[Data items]
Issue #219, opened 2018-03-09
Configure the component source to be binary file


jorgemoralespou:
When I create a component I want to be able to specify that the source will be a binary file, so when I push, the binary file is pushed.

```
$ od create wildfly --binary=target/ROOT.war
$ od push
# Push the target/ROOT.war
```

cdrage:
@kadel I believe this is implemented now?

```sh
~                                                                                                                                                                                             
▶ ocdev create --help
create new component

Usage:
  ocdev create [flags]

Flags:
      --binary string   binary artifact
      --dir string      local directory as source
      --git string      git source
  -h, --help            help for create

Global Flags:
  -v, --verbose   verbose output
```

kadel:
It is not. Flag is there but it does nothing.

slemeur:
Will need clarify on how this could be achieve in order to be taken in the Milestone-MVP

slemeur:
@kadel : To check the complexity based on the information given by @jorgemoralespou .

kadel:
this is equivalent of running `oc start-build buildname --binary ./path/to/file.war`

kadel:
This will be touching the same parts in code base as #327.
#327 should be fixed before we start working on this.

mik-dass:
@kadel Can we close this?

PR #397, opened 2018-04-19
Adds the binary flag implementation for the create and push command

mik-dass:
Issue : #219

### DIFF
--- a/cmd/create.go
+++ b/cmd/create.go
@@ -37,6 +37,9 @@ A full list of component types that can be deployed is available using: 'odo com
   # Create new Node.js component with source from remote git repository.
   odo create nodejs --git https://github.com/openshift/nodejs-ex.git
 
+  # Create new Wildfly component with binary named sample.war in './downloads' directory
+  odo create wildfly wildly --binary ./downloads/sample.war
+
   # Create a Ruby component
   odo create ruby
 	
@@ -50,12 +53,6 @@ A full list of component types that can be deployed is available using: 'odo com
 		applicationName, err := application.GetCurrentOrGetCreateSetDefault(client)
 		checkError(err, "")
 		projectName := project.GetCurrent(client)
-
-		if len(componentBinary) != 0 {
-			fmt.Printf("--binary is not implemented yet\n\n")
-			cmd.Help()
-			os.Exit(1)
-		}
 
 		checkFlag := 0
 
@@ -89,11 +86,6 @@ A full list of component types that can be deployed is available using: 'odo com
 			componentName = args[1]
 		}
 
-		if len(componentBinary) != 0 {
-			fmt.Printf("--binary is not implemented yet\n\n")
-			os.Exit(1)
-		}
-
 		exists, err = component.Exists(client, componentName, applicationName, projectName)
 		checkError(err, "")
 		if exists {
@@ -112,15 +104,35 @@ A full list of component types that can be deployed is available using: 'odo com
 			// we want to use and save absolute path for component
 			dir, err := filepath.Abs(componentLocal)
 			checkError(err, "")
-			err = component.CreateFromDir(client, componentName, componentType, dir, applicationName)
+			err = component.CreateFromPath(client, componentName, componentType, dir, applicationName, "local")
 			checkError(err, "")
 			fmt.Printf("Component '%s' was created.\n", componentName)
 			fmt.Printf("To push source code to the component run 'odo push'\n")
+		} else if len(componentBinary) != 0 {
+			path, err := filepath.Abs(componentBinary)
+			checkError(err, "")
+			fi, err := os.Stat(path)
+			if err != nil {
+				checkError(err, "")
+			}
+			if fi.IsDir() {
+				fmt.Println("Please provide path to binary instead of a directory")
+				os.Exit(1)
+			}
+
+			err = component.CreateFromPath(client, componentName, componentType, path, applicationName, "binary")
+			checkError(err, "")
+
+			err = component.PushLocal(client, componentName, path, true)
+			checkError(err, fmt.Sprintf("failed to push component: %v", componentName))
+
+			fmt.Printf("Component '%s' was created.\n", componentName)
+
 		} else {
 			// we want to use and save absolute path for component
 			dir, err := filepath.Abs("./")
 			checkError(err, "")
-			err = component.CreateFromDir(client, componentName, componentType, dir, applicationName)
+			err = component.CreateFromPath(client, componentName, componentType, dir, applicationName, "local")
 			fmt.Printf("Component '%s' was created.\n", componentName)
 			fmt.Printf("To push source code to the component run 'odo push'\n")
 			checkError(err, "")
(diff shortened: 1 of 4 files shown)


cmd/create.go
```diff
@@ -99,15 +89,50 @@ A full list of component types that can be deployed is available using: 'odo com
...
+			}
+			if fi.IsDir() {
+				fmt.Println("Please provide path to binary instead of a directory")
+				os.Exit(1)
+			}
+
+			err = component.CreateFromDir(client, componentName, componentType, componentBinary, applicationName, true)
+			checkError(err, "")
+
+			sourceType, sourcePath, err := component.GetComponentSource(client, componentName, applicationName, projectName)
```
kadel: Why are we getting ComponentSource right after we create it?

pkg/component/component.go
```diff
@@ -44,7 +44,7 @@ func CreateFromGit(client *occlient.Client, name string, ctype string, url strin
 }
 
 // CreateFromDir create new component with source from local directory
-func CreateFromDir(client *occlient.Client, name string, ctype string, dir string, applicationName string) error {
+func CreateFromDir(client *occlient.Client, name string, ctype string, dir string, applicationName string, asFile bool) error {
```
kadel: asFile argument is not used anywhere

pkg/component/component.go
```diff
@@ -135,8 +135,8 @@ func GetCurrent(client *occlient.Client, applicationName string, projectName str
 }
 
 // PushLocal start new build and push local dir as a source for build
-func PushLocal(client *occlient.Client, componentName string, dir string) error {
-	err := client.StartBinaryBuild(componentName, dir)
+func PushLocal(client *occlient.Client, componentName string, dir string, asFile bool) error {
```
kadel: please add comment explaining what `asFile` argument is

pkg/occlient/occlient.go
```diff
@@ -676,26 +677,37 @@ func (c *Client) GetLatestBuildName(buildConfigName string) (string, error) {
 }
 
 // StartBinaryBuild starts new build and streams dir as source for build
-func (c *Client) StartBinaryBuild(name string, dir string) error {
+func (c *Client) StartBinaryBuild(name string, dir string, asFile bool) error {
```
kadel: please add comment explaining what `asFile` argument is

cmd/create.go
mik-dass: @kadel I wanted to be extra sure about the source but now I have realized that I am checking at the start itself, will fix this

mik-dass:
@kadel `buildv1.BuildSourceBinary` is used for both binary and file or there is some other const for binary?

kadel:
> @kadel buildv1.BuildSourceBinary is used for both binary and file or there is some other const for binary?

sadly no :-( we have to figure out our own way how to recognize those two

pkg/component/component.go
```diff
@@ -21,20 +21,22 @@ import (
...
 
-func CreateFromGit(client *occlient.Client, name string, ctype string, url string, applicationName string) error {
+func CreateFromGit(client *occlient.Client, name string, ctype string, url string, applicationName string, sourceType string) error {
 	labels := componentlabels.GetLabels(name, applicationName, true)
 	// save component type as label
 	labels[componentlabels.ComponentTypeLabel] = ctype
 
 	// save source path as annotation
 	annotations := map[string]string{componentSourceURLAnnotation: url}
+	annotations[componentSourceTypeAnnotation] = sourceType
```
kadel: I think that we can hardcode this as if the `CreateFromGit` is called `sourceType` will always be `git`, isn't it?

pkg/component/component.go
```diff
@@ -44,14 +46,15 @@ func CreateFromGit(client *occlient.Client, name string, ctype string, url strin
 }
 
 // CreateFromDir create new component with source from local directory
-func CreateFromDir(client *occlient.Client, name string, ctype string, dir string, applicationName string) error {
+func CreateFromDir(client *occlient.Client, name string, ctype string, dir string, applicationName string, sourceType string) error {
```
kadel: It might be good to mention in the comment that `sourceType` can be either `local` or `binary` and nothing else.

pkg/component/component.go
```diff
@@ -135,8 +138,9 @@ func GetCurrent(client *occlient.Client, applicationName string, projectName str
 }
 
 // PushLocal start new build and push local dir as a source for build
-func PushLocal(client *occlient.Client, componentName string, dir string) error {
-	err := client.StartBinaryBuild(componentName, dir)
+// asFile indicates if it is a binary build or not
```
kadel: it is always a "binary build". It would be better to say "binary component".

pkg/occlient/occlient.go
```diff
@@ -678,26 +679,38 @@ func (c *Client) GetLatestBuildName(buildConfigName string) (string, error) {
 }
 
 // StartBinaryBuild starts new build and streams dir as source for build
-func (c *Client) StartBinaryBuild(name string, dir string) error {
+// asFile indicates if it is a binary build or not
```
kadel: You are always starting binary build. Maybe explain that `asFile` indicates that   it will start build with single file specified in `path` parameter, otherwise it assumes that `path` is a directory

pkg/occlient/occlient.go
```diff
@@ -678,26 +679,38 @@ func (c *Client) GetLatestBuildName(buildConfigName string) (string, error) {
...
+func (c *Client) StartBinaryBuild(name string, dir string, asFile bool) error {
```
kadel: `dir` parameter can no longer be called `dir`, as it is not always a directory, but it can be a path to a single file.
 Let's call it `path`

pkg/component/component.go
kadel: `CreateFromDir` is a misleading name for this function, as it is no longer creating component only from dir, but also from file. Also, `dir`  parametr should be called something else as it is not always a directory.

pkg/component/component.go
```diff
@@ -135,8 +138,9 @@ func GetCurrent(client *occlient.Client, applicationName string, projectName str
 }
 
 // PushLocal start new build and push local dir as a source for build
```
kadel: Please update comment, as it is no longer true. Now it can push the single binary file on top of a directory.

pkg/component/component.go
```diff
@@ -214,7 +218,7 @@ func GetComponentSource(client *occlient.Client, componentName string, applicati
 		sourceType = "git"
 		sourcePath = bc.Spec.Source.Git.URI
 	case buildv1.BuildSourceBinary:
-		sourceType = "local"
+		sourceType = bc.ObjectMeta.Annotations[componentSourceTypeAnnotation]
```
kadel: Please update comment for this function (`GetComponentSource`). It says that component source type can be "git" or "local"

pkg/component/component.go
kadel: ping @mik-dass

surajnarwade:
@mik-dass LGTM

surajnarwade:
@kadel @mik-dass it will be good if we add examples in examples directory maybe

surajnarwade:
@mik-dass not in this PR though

* _Exercise objective_:
Check the data for the word "using" and pull out the lines that have it.

* _Solution below_:
@@ -37,6 +37,9 @@ A full list of component types that can be deployed is available using: 'odo com
@@ -50,12 +53,6 @@ A full list of component types that can be deployed is available using: 'odo com
@@ -89,11 +86,6 @@ A full list of component types that can be deployed is available using: 'odo com
@@ -112,15 +104,35 @@ A full list of component types that can be deployed is available using: 'odo com
@@ -99,15 +89,50 @@ A full list of component types that can be deployed is available using: 'odo com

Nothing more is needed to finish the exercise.